Location: Kampala
After a month of staying in Kampala, I have developed something of a routine that is much different from the routine that shapes my life at home. This entry will be devoted to describing my typical day in Kampala.
I wake up much earlier here than I do at home. I do not tend to awaken early, but in Kampala, it is much more difficult to sleep in late, because it becomes rather hot, and because sooner or later, the many bird varietals that screech or whistle loudly make it difficult to sleep for more than a few minutes at a time. We have our first class, Luganda, at nine, and usually I attend that class without first taking breakfast. This gives me something to look forward to come ten o’clock, when I can purchase a pot of African tea (similar to chai) and a mandazi (a type of donut without a hole that they have here) for 1,200 Ugandan shillings, or about 60 cents. Ida, who prepares most of the food, is very kind, and she is one of the few people with whom I feel comfortable practicing my Luganda. After breakfast, we either have our lecture on contemporary Ugandan issues, or we go to Makerere Institute of Public Health on the Mulago campus to attend our public health lecture.

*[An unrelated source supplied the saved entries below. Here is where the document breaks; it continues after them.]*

PR #150, opened 2025-09-23
AzureBlobStorageLoader lazy_load() implementation

anjaliratnam-msft:
Added the AzureBlobStorageLoader class and implemented the lazy_load method. Also added unit tests.

### DIFF
--- a/libs/azure-storage/langchain_azure_storage/document_loaders.py
+++ b/libs/azure-storage/langchain_azure_storage/document_loaders.py
@@ -74,6 +74,7 @@ class AzureBlobStorageLoader(BaseLoader):
             "account_url": self._account_url,
             "container_name": self._container_name,
             "credential": credential,
+            "connection_data_block_size": self._CONNECTION_DATA_BLOCK_SIZE,
         }
 
     def _lazy_load_documents_from_blob(
--- a/libs/azure-storage/tests/unit_tests/test_document_loaders.py
+++ b/libs/azure-storage/tests/unit_tests/test_document_loaders.py
@@ -193,7 +193,7 @@ def test_async_credential_provided_to_sync(
 def test_invalid_credential_type(
     create_azure_blob_storage_loader: Callable[..., AzureBlobStorageLoader],
 ) -> None:
-    mock_credential = ""
+    mock_credential = "account-key"
     with pytest.raises(TypeError, match="Invalid credential type provided."):
         create_azure_blob_storage_loader(
             blob_names="text_file.txt", credential=mock_credential


libs/azure-storage/langchain_azure_storage/__init__.py
```diff
@@ -2,6 +2,9 @@
 
 from importlib import metadata
 
+from .document_loaders import AzureBlobStorageLoader
+
+__all__ = ["AzureBlobStorageLoader"]
```
kyleknap: Let's hold off importing the document loader into the root of the package. While it simplifies customer imports especially since we only have a single langchain abstraction, if we expand to other langchain components, importing to the `__init__` can complicate imports and slow down import of the package. Instead, we can add this later if we see customers wanting to be able to import from the root of the package.

libs/azure-storage/langchain_azure_storage/document_loaders.py
```diff
@@ -0,0 +1,112 @@
+"""LangChain integrations for Azure Storage."""
```
kyleknap: We should probably make this doc string specific to document loaders.

libs/azure-storage/langchain_azure_storage/document_loaders.py
```diff
@@ -0,0 +1,112 @@
...
+import azure.core.credentials
+import azure.core.credentials_async
+import azure.identity
+from azure.storage.blob import BlobClient, ContainerClient
+from langchain_core.document_loaders import BaseLoader
+from langchain_core.documents.base import Blob, Document
+
+SDK_CREDENTIAL_TYPE = Optional[
+    Union[
+        azure.identity.DefaultAzureCredential,
```
kyleknap: Do we need to declare `DefaultAzureCredential` as a type here? It should be a subclass of the `TokenCredential` class.

libs/azure-storage/langchain_azure_storage/document_loaders.py
```diff
@@ -0,0 +1,112 @@
...
+        self._credential = credential
+        self._loader_factory = loader_factory
+
+    def lazy_load(self) -> Iterator[Document]:
+        """Lazily load documents from the specified blobs in the container."""
+        self._credential = _get_sdk_credential(self._credential)
+        if isinstance(
+            self._credential, azure.core.credentials_async.AsyncTokenCredential
+        ):
+            raise ValueError("Async credential provided to sync method.")
```
kyleknap: Do we need this additional check here? Would it be handled by the `_get_sdk_credential` call?

libs/azure-storage/langchain_azure_storage/document_loaders.py
```diff
@@ -0,0 +1,112 @@
...
+        account_url: str,
+        container_name: str,
+        blob_names: Optional[Union[str, Iterable[str]]] = None,
+        prefix: str = "",
+        credential: Optional[
+            Union[
+                azure.core.credentials.AzureSasCredential,
+                azure.core.credentials.TokenCredential,
+            ]
+        ] = None,
```
kyleknap: Can we use the SDK credential type that we defined previously?

libs/azure-storage/langchain_azure_storage/document_loaders.py
```diff
@@ -0,0 +1,112 @@
...
+
+
+class AzureBlobStorageLoader(BaseLoader):
+    """Document loader for loading LangChain Document objects from a container."""
+
+    def __init__(
+        self,
+        account_url: str,
+        container_name: str,
+        blob_names: Optional[Union[str, Iterable[str]]] = None,
```
kyleknap, line 30: Let's add an `*` between the `blob_name` and `prefix` parameters to enforce that starting with `prefix` it needs to be provided by keyword argument. More details here on the feature: https://peps.python.org/pep-3102/ but by forcing these arguments to be keyword only, it gives us more flexibility in the ordering of some of these auxiliary parameters as they would not be able to be specified positionally.

libs/azure-storage/langchain_azure_storage/document_loaders.py
```diff
@@ -0,0 +1,112 @@
...
+        prefix: str = "",
```
kyleknap: Let's make `prefix` an `Optional[str]`. It's sort of nuanced but it will allow us to validate whether the customer provided a prefix and blob name as we can check whether the prefix is not `None` as opposed to falsey.

libs/azure-storage/langchain_azure_storage/document_loaders.py
```diff
@@ -0,0 +1,112 @@
...
+            azure.core.credentials.TokenCredential,
+            azure.core.credentials.AzureSasCredential,
+        ),
+    ):
+        return credential
+    raise TypeError("Invalid credential type provided.")
+
+
+class AzureBlobStorageLoader(BaseLoader):
+    """Document loader for loading LangChain Document objects from a container."""
```
kyleknap: Let's update this docstring to say it loads documents from Azure Blob Storage instead of a container since we consolidated the two clases.

libs/azure-storage/langchain_azure_storage/document_loaders.py
```diff
@@ -0,0 +1,112 @@
...
+
+def _lazy_load_documents_from_blob(blob_client: BlobClient) -> Iterator[Document]:
+    blob_data = blob_client.download_blob(max_concurrency=10)
+    blob = Blob.from_data(
+        data=blob_data.readall(),
+        mime_type=blob_data.properties.content_settings.content_type,
+        metadata={
+            "source": blob_client.url,
+        },
+    )
```
kyleknap: I realize this is from the prototype that I originally written, but we should probably remove the logic of turning it into a `Blob` object and just directly instantiate the `Document` to simplify the implementation as we as of now not exposing a `blob_parser` parameter.

libs/azure-storage/langchain_azure_storage/document_loaders.py
```diff
@@ -0,0 +1,112 @@
...
+SDK_CREDENTIAL_TYPE = Optional[
+    Union[
+        azure.identity.DefaultAzureCredential,
+        azure.core.credentials.AzureSasCredential,
+        azure.core.credentials.TokenCredential,
+    ]
+]
+
+
+def _get_client_kwargs(credential: SDK_CREDENTIAL_TYPE = None) -> dict:
```
kyleknap: Let's move all of these module level helpers to private methods on the `AzureBlobStorage` class especially since we no longer have two classes and it will help improve readability by hoisting the main class higher in this file.

libs/azure-storage/langchain_azure_storage/document_loaders.py
```diff
@@ -0,0 +1,112 @@
...
+        container_client = ContainerClient.from_container_url(
+            container_url,
+            **_get_client_kwargs(self._credential),
+        )
+        blobs_with_prefix = list(
+            container_client.list_blob_names(name_starts_with=self._prefix)
+        )
+        if self._blob_names:
+            for blob_name in self._blob_names:
+                if blob_name in blobs_with_prefix:
```
kyleknap: It would be interesting to encapsulate this logic into a helper method `_yield_blob_names()` that encapsulates both yielding from a listing blobs in the container and from the iterator. Mainly this will help remove some of the amount of nesting that is currently needed in the main method.

libs/azure-storage/langchain_azure_storage/document_loaders.py
```diff
@@ -0,0 +1,112 @@
...
+
+def _get_sdk_credential(credential: SDK_CREDENTIAL_TYPE) -> SDK_CREDENTIAL_TYPE:
+    if credential is None:
+        return azure.identity.DefaultAzureCredential()
+    if isinstance(
+        credential,
+        (
+            azure.core.credentials.TokenCredential,
+            azure.core.credentials.AzureSasCredential,
+        ),
```
kyleknap: Would it be possible to reuse the `_SDK_CREDENTIAL_TYPE` that we previously declared to use for credential type validation.

libs/azure-storage/langchain_azure_storage/document_loaders.py
```diff
@@ -0,0 +1,112 @@
...
+from typing import Callable, Iterable, Iterator, Optional, Union
+
+import azure.core.credentials
+import azure.core.credentials_async
+import azure.identity
+from azure.storage.blob import BlobClient, ContainerClient
+from langchain_core.document_loaders import BaseLoader
+from langchain_core.documents.base import Blob, Document
+
+SDK_CREDENTIAL_TYPE = Optional[
```
kyleknap: We should make this type start with an underscore (`_SDK_CREDENTIAL_TYPE`) so that it does not appear as part of the public interface and possibly be imported.

libs/azure-storage/langchain_azure_storage/document_loaders.py
```diff
@@ -0,0 +1,112 @@
...
+            Union[
+                azure.core.credentials.AzureSasCredential,
+                azure.core.credentials.TokenCredential,
+            ]
+        ] = None,
+        loader_factory: Optional[Callable[[str], BaseLoader]] = None,
+    ):
+        """Initialize AzureBlobStorageLoader.
+
+        Parameters:
```
kyleknap: Let's update these to follow [Google Style of Python docstrings](https://google.github.io/styleguide/pyguide.html#38-comments-and-docstrings). Poking around the langchain and langchain-azure repository, it looks like it follows that style. So, it would make sense to be consistent here. For example, [here](https://github.com/langchain-ai/langchain/blob/master/libs/core/langchain_core/document_loaders/base.py) is how langchain documents the base loaders. Also, I think we should be able to omit the types in the docstrings since we already have type annotations on them.

kyleknap (commented):
It's looking good. Overall, it was just smaller comments on the implementation. I did not get to looking at the tests; I'll do that in my next pass.

libs/azure-storage/langchain_azure_storage/document_loaders.py
anjaliratnam-msft: I think isinstance only takes in tuples so that doesn't work, but I could use get_args(_SDK_CREDENTIAL_TYPE) if that's better.

kyleknap: Yeah let's try using `get_args()` for now especially since we will be effectively referring to the same set of classes in the validation

libs/azure-storage/langchain_azure_storage/document_loaders.py
```diff
@@ -0,0 +1,113 @@
...
+        Args:
+            account_url: URL to the Azure Storage account, e.g. "https://<account_name>.blob.core.windows.net"
+            container_name: Name of the container to retrieve blobs from in the
+                storage account
+            blob_names: List of blob names to load. If None, all blobs will be loaded
+            prefix: Prefix to filter blobs in the container
+            credential: Credential to authenticate with the Azure Storage account.
+                If None, DefaultAzureCredential will be used
+            loader_factory: A callable that returns a custom document loader to use for
+                parsing blobs downloaded. Ex: PyPDFLoader, CSVLoader, etc.
```
kyleknap: Let's go ahead and hold off adding the `loader_factory` to the signature until we actually implement it. Mainly that will help cut down on the diff and I think we probably want to expand on this docstring a bit more on how the mechanics work.

libs/azure-storage/langchain_azure_storage/document_loaders.py
```diff
@@ -0,0 +1,113 @@
...
+            blob_list = list(container_client.list_blob_names())
+            for blob_name in blob_list:
+                if blob_name in self._blob_names:
+                    yield blob_name
+        elif self._prefix:
+            yield from container_client.list_blob_names(name_starts_with=self._prefix)
+        else:
+            yield from container_client.list_blob_names()
+
+    def lazy_load(self) -> Iterator[Document]:
```
kyleknap: Nit-pick but let's hoist this method just before the `__init__`. Mainly it is a little easier to read through the class when the public methods come before the private methods.

libs/azure-storage/langchain_azure_storage/document_loaders.py
```diff
@@ -0,0 +1,113 @@
...
+        """Lazily load documents from the specified blobs in the container.
```
kyleknap: Let's just make this docstring `Lazily loads documents from Azure Blob Storage` as the loader could be set up to not have specific blobs configured to load.

libs/azure-storage/langchain_azure_storage/document_loaders.py
```diff
@@ -0,0 +1,113 @@
...
+
+        Yields:
+            the documents.
+        """
+        self._credential = self._get_sdk_credential(self._credential, "sync")
+        container_url = f"{self._account_url}/{self._container_name}"
+        container_client = ContainerClient.from_container_url(
+            container_url,
+            **self._get_client_kwargs(self._credential),
+        )
```
kyleknap: Because the `account_url` and `container_name` are provided as separate arguments, it probably makes sense to just using the constructor on the `ContainerClient` and delegate any URI building logic to the SDK instead of using `from_container_url()`.

libs/azure-storage/langchain_azure_storage/document_loaders.py
```diff
@@ -0,0 +1,113 @@
...
+            if function_type == "sync" and isinstance(
+                credential, azure.core.credentials_async.AsyncTokenCredential
+            ):
+                raise TypeError("Async credential provided to sync method.")
+            return credential
+        raise TypeError("Invalid credential type provided.")
+
+    def _yield_blob_names(self, container_client: ContainerClient) -> Iterator[str]:
+        if self._blob_names is not None and self._prefix is not None:
+            raise ValueError("Cannot specify both blob_names and prefix.")
```
kyleknap: We should probably validate this at loader construction time instead of `lazy_load()` runtime. Mainly from a general interface perspective, it is expected that any misconfigurations are raised as early as possible. Validation during runtime method invocation should really only be considered if it is not possible otherwise to do as part of the constructor.

libs/azure-storage/langchain_azure_storage/document_loaders.py
```diff
@@ -0,0 +1,113 @@
...
+
+        if self._blob_names:
+            blob_list = list(container_client.list_blob_names())
+            for blob_name in blob_list:
+                if blob_name in self._blob_names:
+                    yield blob_name
```
kyleknap: Ah so if `blob_names` are provided, we don't want to be making any list API calls. Mainly one of the advantages in providing the blob names yourself is that you no longer need to make the hop to determine what blobs are to be loaded and save on making N API calls for listing. I think we should be able to simplify this down to:
```python
yield from self._blob_names
```

libs/azure-storage/langchain_azure_storage/document_loaders.py
```diff
@@ -0,0 +1,113 @@
...
+        elif self._prefix:
+            yield from container_client.list_blob_names(name_starts_with=self._prefix)
+        else:
+            yield from container_client.list_blob_names()
```
kyleknap: Could we simplify this down to?
```python
else:
    yield from container_client.list_blob_names(name_starts_with=self._prefix)
```
Mainly if the SDK allows us to set `None` for the `name_starts_with` we can avoid the extra branching.

libs/azure-storage/langchain_azure_storage/document_loaders.py
```diff
@@ -0,0 +1,113 @@
...
+        self, credential: _SDK_CREDENTIAL_TYPE, function_type: Literal["sync", "async"]
+    ) -> _SDK_CREDENTIAL_TYPE:
+        if credential is None:
+            return azure.identity.DefaultAzureCredential()
+        if isinstance(
+            credential,
+            (
+                azure.core.credentials.TokenCredential,
+                azure.core.credentials.AzureSasCredential,
+            ),
```
kyleknap: Similar to the `preview` and `blob_names` validation, we should validate provided credentials as part of the constructor to bubble up any known issues as soon as possible. Then because the check for using sync credentials with sync methods needs to be done at runtime, we can continue doing that check here.

libs/azure-storage/langchain_azure_storage/document_loaders.py
```diff
@@ -0,0 +1,113 @@
...
+        ):
+            if function_type == "sync" and isinstance(
```
kyleknap: Instead of accepting a string parameter to determine the mode we are retrieving credentials, let's just make them explicit methods (e.g. `_get_sync_credential()` and eventually `_get_async_credential()`). Mainly, it is a bit safer from a type checking perspective and reduces the number of if branching that we'd need in the methods to make it easier to follow.

libs/azure-storage/langchain_azure_storage/document_loaders.py
```diff
@@ -0,0 +1,113 @@
...
+        loader_factory: Optional[Callable[[str], BaseLoader]] = None,
+    ):
+        """Initialize AzureBlobStorageLoader.
+
+        Args:
+            account_url: URL to the Azure Storage account, e.g. "https://<account_name>.blob.core.windows.net"
+            container_name: Name of the container to retrieve blobs from in the
+                storage account
+            blob_names: List of blob names to load. If None, all blobs will be loaded
+            prefix: Prefix to filter blobs in the container
```
kyleknap: Let's expand on this docstring to indicate:
1. It is only applicable when listing blobs in the container
2. Cannot be used with `blob_names`.

kyleknap (commented):
This is looking good. Still focused most of the comments on the implementation so we are solid there before moving on to the tests.

libs/azure-storage/pyproject.toml
```diff
@@ -67,6 +67,7 @@ optional = true
 
 [tool.poetry.group.test.dependencies]
 pytest = "~7.4"
+pytest-mock = "~3.14"
```
kyleknap: Let's hold off pulling in `pytest-mock` and instead let's just use the `mock` module from `unittest`. Mainly I'm not sure if there is a strong reason we need this pytest plugin since `pytest-mock` is a slim wrapper over `mock` and it's advantageous to keep our dependency list as lean as possible.

libs/azure-storage/tests/unit_tests/test_document_loaders.py
```diff
@@ -0,0 +1,160 @@
...
+    list(loader.lazy_load())
+    mock_blob_client.assert_called_once_with("text_file.txt")
+
+
+def test_default_credential(mocker: MockerFixture) -> None:
+    mock_default_credential = mocker.patch.object(
+        azure.identity, "DefaultAzureCredential"
+    )
+    mock_default_credential.return_value = mocker.MagicMock()
+    mock_container_client = mocker.patch.object(ContainerClient, "from_container_url")
```
kyleknap: Instead of patching as part of the test, it might make sense to just apply an auto-fixture to patch the ContainerClient class such as we do [here in the PyTorch connector](https://github.com/Azure/azure-storage-for-pytorch/blob/40cd9b66eaa0a9214553dc7f4e69ebf813063e5e/tests/unit/test_client.py#L301-L315). Mainly that will guarantee that we never try to make API calls as part of the unit tests and also help reduce some of the verbosity of the test case bodies.

libs/azure-storage/tests/unit_tests/test_document_loaders.py
```diff
@@ -0,0 +1,160 @@
...
+    blob_contents: list[str],
+    mock_lazy_load_documents_from_blob: None,
+) -> None:
+    mock_container_client = mocker.patch.object(ContainerClient, "from_container_url")
+    mock_client = mocker.MagicMock()
+    mock_client.list_blob_names.return_value = blob_names
+    mock_container_client.return_value = mock_client
+
+    args = {**_blob_storage_loader_args(), "blob_names": blob_names}
+    loader = AzureBlobStorageLoader(**args)
```
kyleknap: It might be worth just making a `create_azure_blob_storage_loader()` pytest fixture. Sort of similar to what we do [here](https://github.com/Azure/azure-storage-for-pytorch/blob/40cd9b66eaa0a9214553dc7f4e69ebf813063e5e/tests/unit/test_datasets.py#L19) in the PyTorch Connector. Mainly it is advantageous because we can then expose things like `account_url` and `container_name` as fixtures and can then be directly asserted against instead of having to reduplicate these values.

libs/azure-storage/tests/unit_tests/test_document_loaders.py
```diff
@@ -0,0 +1,160 @@
...
+                page_content=content,
+                metadata={
+                    "source": f"https://testaccount.blob.core.windows.net/test-container/{name}"
+                },
+            )
+        )
+    mocker.patch(
+        "langchain_azure_storage.document_loaders.AzureBlobStorageLoader._lazy_load_documents_from_blob",
+        return_value=iter(docs),
+    )
```
kyleknap: Instead of patching the loader, we should instead be updating our mock container and blob clients to list and return the contents in the expected order. The main reason that I'm suggesting that is in bypassing the logic around downloading the blob contents and turning them into a document, we will have a gap in our tests as we technically would not be exercising that method any more since its been patched out.

kyleknap (commented):
Just leaving some general suggestions on how we have the tests set up as I just started looking through them

libs/azure-storage/langchain_azure_storage/document_loaders.py
```diff
@@ -0,0 +1,96 @@
...
+_SDK_CREDENTIAL_TYPE = Optional[
+    Union[
+        azure.core.credentials.AzureSasCredential,
+        azure.core.credentials.TokenCredential,
+    ]
+]
+
+
+class AzureBlobStorageLoader(BaseLoader):
+    """Document loader for loading LangChain Document object from Azure Blob Storage."""
```
kyleknap: Small nitpick... Let's make object plural here so `objects` instead of `object`.

libs/azure-storage/langchain_azure_storage/document_loaders.py
```diff
@@ -0,0 +1,96 @@
...
+            blob_content.decode("utf-8"), metadata={"source": blob_client.url}
+        )
+
+    def _get_sync_credential(
+        self, credential: _SDK_CREDENTIAL_TYPE
+    ) -> _SDK_CREDENTIAL_TYPE:
+        if credential is None:
+            return azure.identity.DefaultAzureCredential()
+        if isinstance(credential, azure.core.credentials_async.AsyncTokenCredential):
+            raise TypeError("Async credential provided to sync method.")
```
kyleknap: For this exception, we should maybe expand the content to make it a little more clear what exactly happened and how to resolve because it may not be too straightforward on why this is happening. Maybe update it to:
```
Cannot use synchronous load methods when AzureBlobStorageLoader is instantiated using an AsyncTokenCredential. Use its asynchronous load methods instead or supply a synchronous TokenCredential to its credential parameter.
```

libs/azure-storage/langchain_azure_storage/document_loaders.py
```diff
@@ -0,0 +1,96 @@
...
+        yield Document(
+            blob_content.decode("utf-8"), metadata={"source": blob_client.url}
+        )
+
+    def _get_sync_credential(
+        self, credential: _SDK_CREDENTIAL_TYPE
+    ) -> _SDK_CREDENTIAL_TYPE:
+        if credential is None:
+            return azure.identity.DefaultAzureCredential()
+        if isinstance(credential, azure.core.credentials_async.AsyncTokenCredential):
```
kyleknap: Let's also make it a `ValueError` for this exception as technically async credentials will be accepted but it as a value will not supported for synchronous calls.

libs/azure-storage/langchain_azure_storage/document_loaders.py
```diff
@@ -0,0 +1,96 @@
...
+        self._blob_names = [blob_names] if isinstance(blob_names, str) else blob_names
+        self._prefix = prefix
+
+        if credential is None or isinstance(credential, get_args(_SDK_CREDENTIAL_TYPE)):
+            self._credential = credential
+        else:
+            raise TypeError("Invalid credential type provided.")
+
+    def _get_client_kwargs(self, credential: _SDK_CREDENTIAL_TYPE = None) -> dict:
+        return {"credential": credential, "connection_data_block_size": 256 * 1024}
```
kyleknap: For the default configuration values, it may be worth defining them as a class level private variable (e.g., `_CONNECTION_DATA_BLOCK_SIZE` and `_MAX_CONCURRENCY`) as part of the document loader class to help with readability.

libs/azure-storage/langchain_azure_storage/document_loaders.py
```diff
@@ -0,0 +1,96 @@
...
+        azure.core.credentials.AzureSasCredential,
+        azure.core.credentials.TokenCredential,
+    ]
+]
+
+
+class AzureBlobStorageLoader(BaseLoader):
+    """Document loader for loading LangChain Document object from Azure Blob Storage."""
+
+    def lazy_load(self) -> Iterator[Document]:
```
kyleknap: Whoops I misspoke here. I meant after the `__init__`. Generally `__init__` will go first and then the public methods after.

libs/azure-storage/langchain_azure_storage/document_loaders.py
```diff
@@ -0,0 +1,96 @@
...
+        self, credential: _SDK_CREDENTIAL_TYPE
+    ) -> _SDK_CREDENTIAL_TYPE:
+        if credential is None:
+            return azure.identity.DefaultAzureCredential()
+        if isinstance(credential, azure.core.credentials_async.AsyncTokenCredential):
+            raise TypeError("Async credential provided to sync method.")
+        return credential
+
+    def _yield_blob_names(self, container_client: ContainerClient) -> Iterator[str]:
+        if self._blob_names:
```
kyleknap: Let's make this line `if self._blob_names is not None:`. Mainly this ensures we go down this branch if a value is provided to blob_names so if for example an empty list is provided, we don't end up listing the entire container when instead it should have resulted in just no documents being returned back.

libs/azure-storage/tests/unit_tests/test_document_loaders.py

After our morning classes I generally devote the remainder of my day to working on my independent project. I often walk down to Wandageya, the market a few hundred meters down from our apartments, where I have a plate of pilau (seasoned rice with meat and gravy), and where I can sit outside and figure out what to do that day, and where I can contact all the people that I need to meet with that day. From Wandageya, I usually take a matatu – 14 passenger vans that are sort of a hybrid between buses and taxis – to the city center. Matatus take some getting used to, because they have routes that they follow roughly, but they are generally unmarked, so you need to somehow determine where they are going, and you need to know where to get off, because stops are generally fairly random. They are definitely an interesting and refreshing way to travel though, especially when you are sharing your space with 13 other passengers, a large sack of green bananas, and several live chickens.
Until now, the work for my project has generally consisted of meeting with people to discuss how they will be involved in the project. I meet with Hip Hop artists to discuss my project with them and how they will be involved, with musicians who I will work with to develop instrumentals, with recording studio owners to find an appropriate studio to use, and with community members who have been somehow affected by HIV/AIDS, who will contribute to the content of the album. Needless to say, a great deal of time must be devoted to transport: Matatus, though cheap, are very slow. The traffic here almost never dissipates, and matatus, unlike bodas, cannot weave between cars and trucks, so there is a great deal of sitting and waiting. This is tedious but usually bearable, though it takes some getting used to the street children who, seeing a foreigner, come up to the windows and reach in asking for money.
I finish in the later evening, and I usually go back to Wandageya for supper. The many takeaways are by far the least expensive places to eat, and I have come to enjoy the rice with fish or meat stew or groundnut sauce that is inexpensive and widely available. Supper can be washed down with a Bell or Nile Special lager (often served warm), or with a spicy Stoney – tangawazi (ginger) beer. A short (often too short) amount of time after supper is devoted to studying, and for a late night snack, we will often walk back to Wandageya to buy rollex (derived from rolled eggs) on the street. This is a salty and satisfying snack of a chapatti and Spanish omelette rolled together and served in a small cellophane bag.
I take a cold shower and go to sleep under my mosquito net, and I somehow still wake up with bites on my arms and ankles.